On t’aime quand même Beyonce !

Celle qui a triomphé, avec Destiny’s Child et qui continue de briller depuis, avec les incontournables tubes de ses deux précédents opus. « Sasha Fierce » est le côté de sa personnalité qui est justement tout ce qu’on aime chez elle, la bombe « anatomique » capable de transcender un dance floor ou un Bercy, à force de déhanchés hérités de Tina Turner et de vocalises chevauchant des mélodies irrépressibles. Découvrons ensemble celle qu’on appelle la diva. Dès les premières mesures de « Single Ladies (Put A Ring On It) », on est en territoire connu, on retrouve cette couleur de voix familière depuis Destiny’s Child. Pour ce chapitre, elle fait appel à une congrégation de co-producteurs peu connus, pas de Timbaland ni de Pharrell Williams ici, juste un titre écrit avec Rodney Jerkins.

Pas non plus de featuring : aucun rappeur sur ce disque, Beyonce s’est voulu seule maîtresse de ce troisième effort, et là encore, si on se doit de souligner la recherche de créativité sur les arrangements (de voix), et les effets spéciaux sonores, on reste un peu sur sa faim en matière de hit potentiel du calibre de ceux auxquels elle nous avait habitués.
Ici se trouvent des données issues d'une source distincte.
PR #13547, opened 2020-06-05
Superfast automatic nanomap generation, non OOM edition

AffectedArc07:
## What Does This PR Do
This PR completley rewrites the nanomap generator for it to exist inside RUSTG. This allows it to be threaded alongside BYOND and to not hog DD while generating the map.

This PR also adds in the framework for autogenerating nanomaps after map edits, and caching the generated maps unless they need to be re-generated.

This PR modifies RUSTG, and the respective PR is open that https://github.com/ParadiseSS13/rust-g/pull/2

image
image

## Why It's Good For The Game
The current nanomap generator takes 50 seconds to process, locks up the entire game, and must be ran manually. I was unhappy with all of that so I did something about it.

## Changelog
:cl: AffectedArc07
add: Nanomaps will auto generate when the station map is updated
add: Nanomap generation no longer take 50 seconds to complete
add: Nanomap generation no longer locks up the entire game process while running
/:cl:


AffectedArc07:
Turns out this fails if it tries to render twice in the same DD session. Even though we kill DD here after each round, others may not, so it needs fixing.
image

AffectedArc07:
The threading issue has been fixed, but now theres an issue of the server spuriously dying when a DLL call is made
```
[2020-06-08T21:59:24] ADMIN: AffectedArc07/(AffectedArc07) called NanoMap's render_map() with no arguments
[2020-06-08T21:59:24] WORLD: Started render of NSS Cyberiad.
(Server Restart)
[2020-06-08T22:02:27] Starting up.
[2020-06-08T22:02:27] -------------------------
[2020-06-08T22:02:27] WORLD: World loaded at 2020-06-08T23:02:27
```

I will try to figure it out, but the nerds in coderbus have had the same issue with modifications to their rust DLL, and its *likely* a `STATUS_STACK_BUFFER_OVERRUN`

*Im not a scientist or expert I am just going off what was said*

AffectedArc07:
RUST_G now invokes `SpacemanDMM` under a shell call, which is fully handled by RUSTG instead of being a BYOND shell call, which allows it to still be asynchronous. Since its a spawned process, it will use its own RAM allowance and separate core to the main game, and even allows the spawned application to be 64 bit. Rendering applications for windows & linux have been included.

AffectedArc07:
I will make this not gameserver dependant with the power of magic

L’ensemble (avec les bonus, car de façon peu démocratique, le « double album » existe en version de luxe avec plus de morceaux disponibles) sonne assez peu R&B, plutôt comme une démonstration de pop technologique, agréable mais qui laisse peu d’impact sur les sens. Le gimmick d’I Am.. « Sasha Fierce » révèle une relative panne d’inspiration pour la diva. Mais Beyonce ne cesse de nous faire danser et de nous fasciner…c’est pour cela qu’on lui pardonne ses « baisses de régime ».